The Square Sieve and the Lang--Trotter Conjecture

http://dx.doi.org/10.4153/CJM-2005-045-7
Canad. J. Math. 57(2005), 1155-1177

  Published:2005-12-01
 Printed: Dec 2005

Let $E$ be an elliptic curve defined over $\Q$ and without complex multiplication. Let $K$ be a fixed imaginary quadratic field.
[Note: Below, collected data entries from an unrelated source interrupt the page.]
PR #893, opened 2025-03-31
libbpf: add check if kernel supports kind flag and fix the bitfield m…

T3RR7:
The second issue in addition to https://github.com/libbpf/libbpf/pull/892 is a kind flag.

Let's say we're compiling the BPF object on new kernel with new compiler. It's with 99% percent chance that compiler will use this `kind flag` ([docs](https://github.com/torvalds/linux/blob/v4.19/kernel/bpf/btf.c#L166)) which [changes the behavior of bitfield members relocation](https://docs.kernel.org/bpf/btf.html#btf-kind-struct).

But of we're loading on old kernels that have no support of this it will fail in multiple places
- The type metadata check ([BTF_INFO_MASK prohibits 31d bit](https://github.com/torvalds/linux/blob/v4.19/kernel/bpf/btf.c#L166))
- [Integral bitfield verification](https://github.com/torvalds/linux/blob/609706855d90bcab6080ba2cd030b9af322a1f0c/kernel/bpf/btf.c#L2133). Because kernel waits for a offset-only encoding.

What this PR proposes:
- The feature check whether kernel supports the kind flag or not
- Kind flag sanitizing 
- Struct bitfield members sanitizing by generation a proper replacement the type of bitfield with corresponding integer type  

I assume that there is a more elegant way to do it. Maybe it could be better to write an API like `btf_int` like in kernel to avoid code like [this](https://github.com/libbpf/libbpf/compare/master...T3RR7:libbpf:kind-flag-support-check-and-fix?expand=1#diff-ac82747bd450e8e5e0805a99d6c24afa9fcbfcddffbce5aa3288b2edabe17419R3275). Anyway, it works.

### DIFF
--- a/src/features.c
+++ b/src/features.c
@@ -507,6 +507,33 @@ static int probe_kern_arg_ctx_tag(int token_fd)
 	return probe_fd(prog_fd);
 }
 
+static int probe_kern_btf_type_kind_flag(int token_fd)
+{
+    const char strs[] = "\0bpf_spin_lock\0val\0cnt\0l";
+    /* struct bpf_spin_lock {
+     *   int val;
+     * };
+     * struct val {
+     *   int cnt;
+     *   struct bpf_spin_lock l;
+     * };
+     */
+    __u32 types[] = {
+        /* int */
+        BTF_TYPE_INT_ENC(0, BTF_INT_SIGNED, 0, 32, 4),  /* [1] */
+        /* struct bpf_spin_lock */                      /* [2] */
+        BTF_TYPE_ENC(1, BTF_INFO_ENC(BTF_KIND_STRUCT, 1 /* kind bit */, 1), 4),
+        BTF_MEMBER_ENC(15, 1, 0), /* int val; */
+        /* struct val */                                /* [3] */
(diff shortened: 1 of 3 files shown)


anakryiko:
You've already sent patches upstream (as per https://github.com/libbpf/libbpf?tab=readme-ov-file#libbpf-and-general-bpf-usage-questions), will close these PRs, this repo is a mirror, we can't land libbpf code through here.

T3RR7:
> You've already sent patches upstream (as per https://github.com/libbpf/libbpf?tab=readme-ov-file#libbpf-and-general-bpf-usage-questions), will close these PRs, this repo is a mirror, we can't land libbpf code through here.

Yep, but here is a more convenient place to discuss proposed changes, what do you think?

If you think no then I'll wait for your reply at the mailing list :)

anakryiko:
> Yep, but here is a more convenient place to discuss proposed changes, what do you think?
> 

Convenient? Yes, probably. But no one from upstream is looking at these issues besides me. So no, please follow the readme and keep conversation on the mailing list, please.

PR #919, opened 2025-08-23
sync: uapi: move constants from <linux/kernel.h> to <linux/const.h>

yuyuyureka:
This change was applied to the kernel tree in 2020 afaict, to fix redefinition issues with musl-libc.

I ran into this issue while building with the headers included with libbpf, since it seems they were not synced since then.

Signed-off-by: Yureka Lilian <yuka@yuka.dev>

### DIFF
--- a/include/uapi/linux/netlink.h
+++ b/include/uapi/linux/netlink.h
@@ -2,7 +2,7 @@
 #ifndef __LINUX_NETLINK_H
 #define __LINUX_NETLINK_H
 
-#include <linux/kernel.h>
+#include <linux/const.h>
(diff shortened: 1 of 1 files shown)


anakryiko:
@yuyuyureka thanks for bringing this discrepancy to my attention! It turned out this is not the only UAPI header difference there is, so I went ahead and fixed up sync scripts and synced a bunch of UAPI headers, including this one (but it adds more stuff beyond just a single line change you did).

I hope you don't mind that https://github.com/libbpf/libbpf/pull/920 will supersede your change. I'm going ahead and close this one for now.

PR #2723, opened 2019-10-14
Fix module links

karhatsu:
### Summary

The module links in the v6 migration page did not work. Clicking them returned Page not found. Adding `v6/` to them should fix the issue.

### Release Plan

[GENERAL][BUGFIX] - Fix module links in the v6 migration page


Salakar:
@karhatsu thank you for sorting this!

We find nontrivial upper bounds for the number of ordinary primes $p \leq x$ for which $\Q(\pi_p) = K$, where $\pi_p$ denotes the Frobenius endomorphism of $E$ at $p$. More precisely, under a generalized Riemann hypothesis we show that this number is $O_{E}(x^{\slfrac{17}{18}}\log x)$, and unconditionally we show that this number is $O_{E, K}\bigl(\frac{x(\log \log x)^{\slfrac{13}{12}}} {(\log x)^{\slfrac{25}{24}}}\bigr)$. We also prove that the number of imaginary quadratic fields $K$, with $-\disc K \leq x$ and of the form $K = \Q(\pi_p)$, is $\gg_E\log\log\log x$ for $x\geq x_0(E)$. These results represent progress towards a 1976 Lang--Trotter conjecture.